Empires want _productive_ colonies. They don’t go around conquering land just
to kick everyone who lives there off and move their own citizens there. They
want to capture the GDP of the existing nation-of-people, and have that GDP
become part of _their_ aggregate GDP, advancing their ends. So empires are
unwilling to do anything to conquer a nation-of-people that destroys their GDP
in the process. They don’t want to start with a first-world neighbour and end
up with a third-world satellite.

And nations-of-people, who actively resist thinking of themselves as part of a
given empire, when the order comes down to work toward that empire’s
ends—they’ll just _not work_. They know they might be sent to “labor camps” in
said empire, to get a _little_ productivity out of them—but they also know
that this is still a destruction of economic value from the empire’s
perspective, since they were doing labor before which had far more economic
value than the labor the empire can coerce out of them in a labor camp. So
they know that, by and large, the empire won’t bother to do this. They might
try doing it a few times, as a terrorist tactic to scare the nation-of-people
into compliance... but they don’t want to _actually_ do enough damage to the
GDP of the annexed state to matter.

Or, to put that another way: a nation-of-people under annexation is like a
city _made of glass_ , under siege (where “made of glass” refers here to both
the city _and its people_.) Sure, anyone could just go in and break all the
glass, if they wanted the city wiped off the map. But—at least in the modern
geopolitical landscape—there’s no reason to want to. Everyone wants to
_capture_ the city. And that’s basically impossible by military means, because
the military tools empires have available to them are designed to shatter
glass. They’ll end up with a big heap of nothing, rather than a city. The only
way to make the city _yours_ is to just _convince_ its citizens that they
_want_ to work for you.

And, if an empire is in a negotiation at that level, they’re essentially back
to negotiating with a peer sovereign nation. They can’t truly dictate law or
custom, because the citizens (as-yet unintegrated, still thinking of the
empire as “them” rather than “us”) won’t work under those conditions, and
there’s no way to force them to do so without killing the golden goose.

——

China is in a holding pattern with Hong Kong.

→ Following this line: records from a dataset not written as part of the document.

PR #38522, opened 2025-02-06
CloseInvestigationAsDuplicate - add an option for error when the incident was not closed

rshunim:
## Status
- [x] In Progress
- [x] Ready

## Related Issues
fixes: https://jira-dc.paloaltonetworks.com/browse/XSUP-46392

## Description
Currently when a problem occurs and the incident is not closed, there is no error and the message is "0 incidents marked as duplicates".
I added a boolean argument for raise_error (default is False) and edited the msg to be more informative.

## Must have
- [ ] Tests
- [ ] Documentation


Packs/CommonScripts/Scripts/CloseInvestigationAsDuplicate/CloseInvestigationAsDuplicate.py
```diff
@@ -1,7 +1,27 @@
...
+    content = response[0].get('Contents') or response[0].get('contents')
+    return content == NO_INCIDENT_CLOSED_MSG
+
+
+def main():
+    current_incident_id = demisto.incidents()[0]['id']
+    duplicate_id = demisto.args()['duplicateId']
+    res = demisto.executeCommand("linkIncidents", {"incidentId": duplicate_id, "linkedIncidentIDs": current_incident_id,
+                                                   "action": "duplicate"})
+    raise_error = demisto.args().get('raise_error', False)
```
israelpoli, line 19:
```suggestion
    raise_error = argToBoolean(demisto.args().get('raise_error', False))
```

To prevent the value `false` from being received as a string, which would cause the condition in line 20 to evaluate as `True`.

Packs/CommonScripts/Scripts/CloseInvestigationAsDuplicate/CloseInvestigationAsDuplicate.py
```diff
@@ -1,7 +1,27 @@
...
+    if raise_error and is_incident_not_closed(res):
```
israelpoli, line 20: The failure message when the server returns the message **"0 incidents marked as duplicates"** should be present even when **raise_error** is **false**, just without raising an error.

rshunim: Done

israelpoli (approved):
Perfect

rshunim:
@yuvalbenshalom Force Merge is needed here due to CJ105 validation

PR #38582, opened 2025-02-10
Updated Panorama creds

noydavidi:
Updated panorama creds


noydavidi:
Im closing the pr in order the secret will merged into prod. Also, changed the device group param to "Shared" with approve from @jlevypaloalto.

They think they can, through
secular drift, get future generations to think of themselves as just
“Chinese”—to think of the Chinese empire as “us” rather than “them.” At that
point, the game is won, and China can enforce whatever laws and customs they
like on Hong Kong.

But _until_ that point—and, perhaps, that point may never come, if the
citizens of Hong Kong continue to raise their children to see themselves as
“citizens of Hong Kong” first-and-foremost—China can only put in place such
laws and practices as the citizens of Hong Kong will tolerate.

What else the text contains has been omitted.